Joe Pantginis : Hi, good morning, everybody. Thanks to taking my question. Two questions please. So, first for 0101, wanted to ask about currently what you have ready to go followed by your intermediate near term needs and intermediate needs with regard to manufacturing? And then the second question is a little bit of the off the beaten path here. Because it’s been nice to hear such the encouraging data updates from a 0101, but I wanted to ask about 0202 and the universal flu vaccine. You are sitting on what we consider to be a very strong asset profile and the data that you’ve accumulated to date. So other than the rhetorical answer of financial resources, what could you envision being a development plan for that asset? Thanks.
Frank Bedu-Addo: Hey, thanks a lot Joe. I’ll start with the first question in terms of what we have ready to go with PDS0101. So, with PDS0101, we have done all the tech transfer. The material has been scaled up to our commercial process, and the Phase III clinical product has already been successfully manufactured and released. So, in terms of clinical product that has been scaled up to the final process and has been successfully manufactured, we are there today. So, the material is ready to go. We don’t have any additional needs from the perspective of PDS0101 materials in order to run the phase — to run the Phase III clinical trial with either program VERSATILE-002 or the triple combination. With PDS0202, as you mentioned, this is a program that we are quite excited about.
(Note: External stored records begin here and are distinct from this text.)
PR #517, opened 2016-07-26
add MaxCandyToEvolve setting. Don't evolve anything that takes more t…

rayn21:
Don't evolve anything that takes more than X candy.  Default to 12 to stick to Pidget/Caterpie/Weedles. Everything else, just transfer and save candy for powering up.


5andr0:
Redundant to ConfigPokemonsToEvolve.ini
You should add a commit to suppress that config when your value is set. But also disable your feature if it is set to 0. Not sure if this here is necessary, my ini is quite small and a better option because i would also evolve 50 candy pokes that are useless like zubat.

`Zubat
Pidgey
Rattata
Weedle
Caterpie
Krabby
Paras
Meowth`

rayn21:
Good point.  The ini is a better option.i wasn't aware of this setting. I am going to revert my change.

PR #545, opened 2016-07-26
fixed division by zero in case pokemon has no evolutions

blackms:


yamashi:
This is already fixed.

PR #562, opened 2016-07-26
Slight logger improvements

JoshYuen:
I also saw on the TODO there will be a logger change so this is just a temporary fix until then.

Reduced text used for logging because it because unreadable unless the console window took up 70% of your screen width.
image


LasaFawkes:
I love you so much for this :heart_eyes:

LasaFawkes:
Oh, I just noticed "TRANSFERED" is misspelled, it should have two R -> TRANSFERRED :)

PR #581, opened 2016-07-26
Give json settings the touch

DurtyFree:


PoGo.NecroBot.CLI/Program.cs
```diff
@@ -50,7 +50,7 @@ private static void Main()
 
             machine.SetFailureState(new LoginState());
 
-            GlobalSettings settings = GlobalSettings.Load("\\config\\config.json");
+            GlobalSettings settings = GlobalSettings.Load("\\configs\\config.json");
```
yamashi: let's keep config, people are going to lose their temper if we keep changing the directory :p

Navyguy330:
Yeah not really sure what this one was supposed to do?

PR #583, opened 2016-07-26
Implementation of Task UseAllIncubators

Bogenschuetze:
First pull request, not sure if i did it right.


yamashi:
You didnt do it right, all these commits from us should not be in here.

PR #923, opened 2018-12-05
Support Ubuntu Disco Dingo

ivaradi:
This patch adds support for the next Ubuntu release, Disco Dingo.


ivaradi:
@rullzer the AppImage build fails, but it is not related to this patch. However, I cannot merge due to this.

PR #946, opened 2018-12-13
Added missing Include

hiiamok:
When using the newest Qt Framework (Qt 5.12.0) there is an error during build:

```
src/gui/wizard/webview.cpp:164:25: error: member access into incomplete type 'const QWebEngineCertificateError'
    if (certificateError.error() == QWebEngineCertificateError::CertificateAuthorityInvalid) {
```

Including `QWebEngineCertificateError` fixes it.


rullzer:
Thanks for the fix @hiiamok!

PR #993, opened 2019-01-03
Removed Stylesheet

hiiamok:
Stylesheet String was not correctly defined (missing ";" after "%2") and caused an error in logging output.

After checking the fixed Style I removed it since it does not really look good.

### DIFF
--- a/src/gui/wizard/owncloudsetuppage.cpp
+++ b/src/gui/wizard/owncloudsetuppage.cpp
@@ -96,7 +96,6 @@ OwncloudSetupPage::OwncloudSetupPage(QWidget *parent)
     _ui.installLink->hide();
     _ui.slideShow->hide();
 #endif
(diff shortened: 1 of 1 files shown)


rullzer:
@hiiamok do you have screenshots?

hiiamok:
@rullzer Just made some running on macOS. If the css is fixed, the design looks as follows:

Dark Mode:
s1

Normal Mode:
s2
s3

I don't think the blue box is necessary and the input-text is set to white, so it's not readable on non Dark Mode.

Without the css line, it looks as follows:

Dark Mode:
screenshot 2019-01-07 at 08 07 32

Normal Mode:
screenshot 2019-01-07 at 08 07 02

Which - in my opinion - looks better.

rullzer:
O yes. Much better! :)

Issue #928, opened 2018-12-08
Remove whitespace from string


rakekniven:
The string "Synced " has an whitespace at the end.

https://github.com/nextcloud/desktop/blob/72777be57182fddd693a76fed4952a958eccec0f/src/gui/activitywidget.cpp#L182

This is not easy to see at Transifex. Please remove it from source string and add it with source code modifications.

Thank you.

PR #1050, opened 2019-01-29
Removed whitespace from string

IzabelaBakollari:
modified:   src/gui/activitywidget.cpp

 Removed whitespace from string, as described in issue #928


rullzer:
thanks @IzabelaBakollari and welcome!

PR #1057, opened 2019-01-30
Fix login flow with system proxy

rullzer:
I must admit why this works is puzzling me. However if I just use a system
proxy without this it doesn't work. I suspect a Qt bug but will have to
dig deeper to find out if that is the case.

For now this little hack will have to do.

### DIFF
--- a/src/gui/clientproxy.cpp
+++ b/src/gui/clientproxy.cpp
@@ -74,29 +74,37 @@ void ClientProxy::setupQtProxyFromConfig()
     }
 
     switch (proxyType) {
-    case QNetworkProxy::NoProxy:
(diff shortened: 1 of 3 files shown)


rullzer:
To test. Setup a simple proxy (socks5 for example)

```ssh -v -D 1234 user@server```

Now set your system proxy

```
export http_proxy=socks5://127.0.0.1:1234
export https_proxy=socks5://127.0.0.1:1234
```

Start the client from this terminal.

Before: :boom: 
Now: :rocket:

rullzer:
Right yes 5.8 only...
mmmm. Let me think about that

rullzer:
Lets do this so we have nightlies for people with proxies to test.

Issue #705, opened 2018-10-06
Error when connecting to server with self-signed SSL.


kirkschnable:
When connecting to a server that has a self-signed SSL certificate, the client errors out before allowing you to login to the server due to a certificate error.

### Expected behaviour
Because I checked "Trust this certificate anyway", client should proceed with the certificate trusted and be able to function normally.

### Actual behaviour
I get a Chrome-looking error screen that says ERR_INSECURE_RESPONSE.

For the record, I *can* access the server through Chrome once trusting the certificate, the issue isn't server side.

### Steps to reproduce
1. Connect to a Nextcloud server that has self-signed SSL.
2. Check "Trust this certificate anyway" and proceed to the next prompt.
Screenshot 1: https://iota.lt/d/cXxnz5CCEL/G0lKQJAB.png
Screenshot 2 (error): https://iota.lt/d/DnDUkVFytG/hpx71W9B.png

### Client configuration
Client version: 2.5.0beta1 (build 20180803)
Operating system: Windows 10 Pro
OS language: English
Installation path of client: C:\Program Files (x86)\Nextcloud

### Server configuration
Server configuration is not relevant to the issue, it works without HTTPS and also works with a valid SSL certificate, issue seems to be isolated to self-signed SSL certificates.

I have a reverse proxy for external access that terminates with a valid Let's Encrypt SSL, but within my server's private LAN I use a self-signed SSL to simplify management, which is where this particular client is.  I can mitigate this problem for now by either using HTTP (which is fine since it's local anyway) or by routing the connections through my SSL termination proxy that corrects the certificate, however this worked fine in previous versions of the client with the self-signed certificate.

kirkschnable:
I guess this SSL certificate is expired, which may be why, but I do have older Nextcloud clients that are working fine with this certificate.  I would think that once you check that "trust this certificate anyway" checkbox, all validation other than "is this the same certificate?" should not be considered.

alex-gee:
Same here on Mac OS

boggle247:
Same on Linux Kubuntu 18.04 (for desktop client). Nextcloud running on Ubuntu Server 18.04 in Docker Container

lavigne958:
I have a similar issue, my server certificate has expired, when I click on "trust anyway" I either get a chrome like error. 

I will be very happy to have a look at it. 

If anyone already has a fix please feel free to push it. 
On the mean time I check if I can fix it, or even just let "trust anyway" button work

[...]

PR #1065, opened 2019-02-03
Issue #705 - Error when connecting to server with self-signed SSL

lavigne958:
### short description
- get the user choice "trust this certificate" (bool) save it in the webengine
- when a certificate error occurs in the webengine, check if user choice override the certificate error

### longer description
when the user agree to use an untrusted certificate, the Account object keep it in a var.
Later on when the WebWiev initialiaze its webEnginePage, it passes the bool value of `trusted` which tells if the user trust or not the server certificate.
then when an error occurs in the webview if the var is at True the error is ignoed.

I thought it might be much safer to pass:
- the boolean value if the user trust the certificate or not
- and the url associated with it
so it can be checked when the error occurs in the webView agains the origin url of the error.

Please add reviewers as I d'ont know any yet.


camilasan:
What do you think @rullzer? 
Thanks @lavigne958 for proposing a solution :)

rullzer:
Yeah the issue here is that the certificate store we use in general can't be used with the webview.

I would not just pass a boolean but really pass in a url. Or rather try to fire off a request with the network access manager to the url. If it is valid and passes we really trust the certificate.

@lavigne958 ^^ would you like to help implement that?

I think for 2.5.2 I can just add a simple dialog. If the certificate is self signed show a dialog `<url> is using a self signed certificate. Continue?`

Then we can fix it properly later.

lavigne958:
@rullzer I did not get everything you wrote...
I can update the PR and pass the url instead of the boolean. 
But you talked about the NetworkAccessManager and don't this component yet. So I'll have a look at it before saying if I can use it or not.

lavigne958:
Here is a new version comparing hosts between the one from the certificate error that the user trust, and the one from the webview certificate error, if it's the same, it is ok then.

DominiqueFuchs:
@rullzer Whats the current state of this issue - is this still a thing? :star2:

PR #1118, opened 2019-03-01
Fix empty file wording in error log (small)

tuchfarber:
The English (code) version of the error text didn't read correctly. Unsure if a bulk rename of the translation files is the correct move here. It assumes that the translations still make sense, which I believe is a safe assumption. If you'd rather the PR only change the base string and create new strings empty translations, I can revert the bulk rename and just keep the code change.


camilasan:
Thanks @tuchfarber. The fix in the cpp file is correct but we use Transifex for translations. Please, could you rebase it and remove the .ts files from the commit?

tuchfarber:
Rebased and removed *.ts files. Thanks for the info!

Today, our resources, financial resources are really focused on the oncology programs. However, we have made significant progress also with this program. As you know, the data was presented in September at the European influenza Conference. The data from ferrets, right? Ferrets being the gold standard for preclinical studies. So, it was very important to be able to demonstrate that we can replicate the data that was generated in the mouse models in the ferrets, which are closest to humans in influenza. And again, all that was done has been done successfully. We’ve shown very similar levels or identical levels of broadly reactive neutralizing antibodies against multiple strains of the flu that was shown successfully in Ferrets. We also showed successful prevention of viral replication in the lungs when the animals were given lethal doses of the H1 N1 virus, as well as protection against infection in the ferrets also.
So, we have shown very good translation. Now, from PDS perspective, for us, this is not surprising because again, even in our oncology products, we’ve shown very good translation from preclinical models to human right. And so, we expected this. The NIAID is extremely encouraged by the data that they’ve seen today. And so, we have had some discussions. We are still hopeful that we will get some notification sooner or later regarding the next steps. What we would envision or what we would like to see would be for this to go into at least a Phase I Phase II human clinical trial sometime next year, and start generating the human data that can also replicate the kinds of broadly reactive neutralizing antibodies that we’re seeing in the animal models in humans, hopefully give — provide very important data on safety.
As you know, with preventive vaccine safety is extremely important. We’ve seen very good safety profile today with PDS0101. So, we do expect to see very similar safety with the preventive vaccine. And then hopefully, depending on when in the year it’s done, get some data on actual prevention against infection with the flu. So, we are really hopeful. We still are very good discussions with NIAID. They’ve indicated that this is something they would like to move forward, and so we are waiting to learn what the next steps will be and when those next steps will start.
Operator: [Operator Instructions]. Our next question comes from the line of Jim Molloy with Alliance Resource Partners. Please proceed with your question.
Laura Suriel: Hello, this is Laura on for Jim. Thank you for taking the questions and congrats on all your progress. So, you mentioned an upcoming trial for your preclinical PDS0103 candidate for the first half of next year. What are any other updates that you have for your preclinical PDS0102 and 0104 candidates?
Frank Bedu-Addo: Hi, Laura. Thanks for the question. So, with PDS0103, as I mentioned, the goal is to start in the third quarter — in the first half of next year, and so that is going to be done under our collaboration with the NIH. Right now, we are finalizing the CMC section. We are finalizing the animal studies and looking at the new triple combination, which is potentially going to be very likely the path we go down. That’s been evaluated now in specific tumor models that we would want to include in the IND filing. So, we are working towards an IND filing hopefully in Q1 of next year to get this into the clinic, hopefully by the second quarter of next year. With PDS0102, we are also working now on the tech transfer, and the formulation development has been completed.
Preclinical work has been completed with PDS0102. And just to remind, just to remind the audience who may still be on PDS0102 specifically addressing prostate cancer. So, I’m sure you can see how that potentially lines up with what we are doing with docetaxel. There is the potential that we could include that to make a new triple combination. But the goal here with that program is to get that dual combination as rapidly as possible to commercialization, but there’s potential for expansion in terms of even more difficult or latest treat cancer patients and decline of circulating tumor DNA using that PDS0102 asset in which the target is top, TARP. TARP has been found in about 90% of prostate cancers at all stages of the disease and about 50% of breast cancers.